→ **Task directions**
Your task is to copy every line of the entries that contains "such".

→ **Data**
PR #71, opened 2017-08-22
Add recipe for league/tactician-bundle

kejwmen:
| Q             | A
| ------------- | ---
| License       | MIT

https://github.com/thephpleague/tactician-bundle

Integration with command bus implementation.


league/tactician-bundle/0.4/config/packages/league_tactician.yaml
```diff
@@ -0,0 +1,17 @@
+# Library documentation: http://tactician.thephpleague.com/
+# Bundle documentation: https://github.com/thephpleague/tactician-bundle/blob/v0.4.1/README.md
+tactician:
+    default_bus: default
+    commandbus:
+        default:
+            middleware:
+                - tactician.middleware.command_handler
+# Example of separate command/query buses with transactional command bus
+#    query:
```
ogizanagi: Indentation looks weird. Should be 4 more sapces to me.

kejwmen: thanks, good catch!

rosstuck:
Hi @kejwmen! Thanks for putting this together. :)

I would recommend leaving out the query bus example, it's not really a use case we do much with and the bulk of users never touch it.

It might be nice to have commented out versions of common middleware here, such as the doctrine or validator ones. I'm on mobile right now but can send a PR later this week if you like.

Also, you can leave out the default_bus line since you're using the default bus by, well, default :)

I'm going to tag a big new release of Tactician bundle this week, maybe tomorrow. Shouldn't break anything here but just FYI.

Thanks again!

chalasr:
I suggest to not add a recipe for `0.4` and start with `1.0` instead, it is more suited for symfony/dependency-injection 3.3+.

kejwmen:
> I would recommend leaving out the query bus example, it's not really a use case we do much with and the bulk of users never touch it.

ok, I agree. Recipe should help end users with integration, should not present patterns.

> It might be nice to have commented out versions of common middleware here, such as the doctrine or validator ones.

:+1: 

> Also, you can leave out the default_bus line since you're using the default bus by, well, default :)

Ok, this is too verbose :)

> I'm going to tag a big new release of Tactician bundle this week, maybe tomorrow. Shouldn't break anything here but just FYI.

As @chalasr suggested, I will make some changes and introduce it as a recipe for `1.0`.

league/tactician-bundle/1.0/config/packages/league_tactician.yaml
```diff
@@ -0,0 +1,15 @@
...
+    commandbus:
+        default:
+            middleware:
+# Security middleware - https://github.com/thephpleague/tactician-bundle#security-middleware-tacticianmiddlewaresecurity
+#                - tactician.middleware.security
+# Validator middleware - https://github.com/thephpleague/tactician-bundle/tree/v1.0#validator-middleware-tacticianmiddlewarevalidator
+#                - tactician.middleware.validator
+# Locking middleware - http://tactician.thephpleague.com/plugins/locking-middleware/
+#                - tactician.middleware.locking
+# Doctrine transactional middleware, requires additional package - https://github.com/thephpleague/tactician-doctrine
```
rosstuck: Nice touch linking to the docs with the example!

rosstuck:
Any update here? This looks okay to me. :)

fabpot:
As long as there is `WIP` in the title, nothing will happen.

kejwmen:
sorry @rosstuck, I forgot about WIP in the title

kejwmen:
@rosstuck looks like you have to [accept PR](https://github.com/symfony/recipes-contrib#contributing) to get it automatically merged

→ **Response to this task**
It might be nice to have commented out versions of common middleware here, such as the doctrine or validator ones. I'm on mobile right now but can send a PR later this week if you like.
> It might be nice to have commented out versions of common middleware here, such as the doctrine or validator ones.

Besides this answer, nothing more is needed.